Usually, symptomatic hearing loss from otosclerosis first develops early in the third decade of life, though onset can occur during childhood. Otosclerosis is well recognized as a cause of conductive hearing loss from fixation of the stapedial footplate in the oval window niche. Less well recognized is that otosclerosis can involve other portions of the cochlea and produce sensorineural hearing loss (SNHL).
The incidence of cochlear otosclerosis and that of cochlear otosclerosis resulting in clinically significant SNHL are unclear. The disease occurs in 8-10% of the white population; however, of those individuals affected, only 10-15% have clinical symptoms. Consequently, conductive hearing loss that necessitates treatment eventually develops in about 1% of the white population. Clinical disease occurs in about 0.5% of people of Asian and South American descent and in about 0.1% of those of African descent. The disease is bilateral in most cases.
For patient education resources, see the Ear, Nose, and Throat Center, as well as Tinnitus.

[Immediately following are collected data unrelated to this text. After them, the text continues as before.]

PR #608, opened 2023-09-05
FOMOD validation for CLI

Al12rs:
- Added static GuidedInstallerValidation class containing two static validation methods, one for a single group, one for an entire step.

- Adds checks before proceeding with steps to make sure each group selection respects the requirements of the group (At least one, at most one, exactly one).

- Fixed Fomod installer creating GamePaths using unsanitized paths.

### DIFF
--- a/src/NexusMods.Common/GuidedInstaller/GuidedInstallationStepValidator.cs
+++ b/src/NexusMods.Common/GuidedInstaller/GuidedInstallationStepValidator.cs
@@ -17,17 +17,14 @@ public static class GuidedInstallerValidation
     /// <param name="installationStep">The installation step containing all the groups</param>
     /// <param name="selectedOptions">A collection of <see cref="SelectedOption"/> for all the groups.</param>
     /// <returns>
-    /// A collection of <see cref="GroupId"/>s that have invalid selections.
-    /// An empty collection means all groups have valid selections.
+    /// An array of <see cref="GroupId"/>s that have invalid selections.
+    /// An empty array means all groups have valid selections.
     /// </returns>
-    public static IEnumerable<GroupId> ValidateStepSelections(GuidedInstallationStep installationStep,
-        IEnumerable<SelectedOption> selectedOptions)
+    public static GroupId[] ValidateStepSelections(GuidedInstallationStep installationStep,
+        IReadOnlyCollection<SelectedOption> selectedOptions)
     {
-        var selectedOptionsList = selectedOptions.ToArray();
-
-        return (from @group in installationStep.Groups
-            where !IsValidGroupSelection(@group, selectedOptionsList)
-            select @group.Id).ToList();
+        return installationStep.Groups.Where(group => !IsValidGroupSelection(group, selectedOptions))
+            .Select(group => group.Id).ToArray();
     }
 
     /// <summary>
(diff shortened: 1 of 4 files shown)


src/NexusMods.Common/GuidedInstaller/GuidedInstallationStepValidator.cs
```diff
@@ -0,0 +1,61 @@
...
+    /// </returns>
+    public static IEnumerable<GroupId> ValidateStepSelections(GuidedInstallationStep installationStep,
+        IEnumerable<SelectedOption> selectedOptions)
+    {
+        var selectedOptionsList = selectedOptions.ToArray();
+
+        return (from @group in installationStep.Groups
+            where !IsValidGroupSelection(@group, selectedOptionsList)
+            select @group.Id).ToList();
+    }
```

Two separate pathologic phases of the disease process can be identified:
The otosclerotic phase begins when osteoclasts are slowly replaced by osteoblasts and dense sclerotic bone is deposited in the areas of previous bone resorption. When this process involves the oval window in the area of the footplate, the footplate becomes fixed, resulting in conductive hearing loss. [3] (See Histologic Findings.)
Histologically, otosclerosis has a prevalence of about 10%. However, only about 10% of persons with histologic disease are clinically affected, and thus, the prevalence of clinically significant disease is about 1%. The most common morbidity from otosclerosis is hearing loss. Although conductive hearing loss is considered the hallmark of the disease, involvement of portions of the otic capsule other than the stapedial footplate can result in SNHL. Rarely, patients may present with vertigo. [4]
Clinical otosclerosis can manifest as early as age 7-8 years but most commonly appears in persons aged 15-35 years. Women seek medical attention for hearing loss due to otosclerosis more frequently than men do. However, the disease is not sex-linked, and a histologic study of a large series of temporal bones shows no difference in prevalence between men and women. Otosclerosis is much more common in whites than in persons of other races: Histologic otosclerosis occurs in 10-20% of whites but in only about 1% of people of African descent.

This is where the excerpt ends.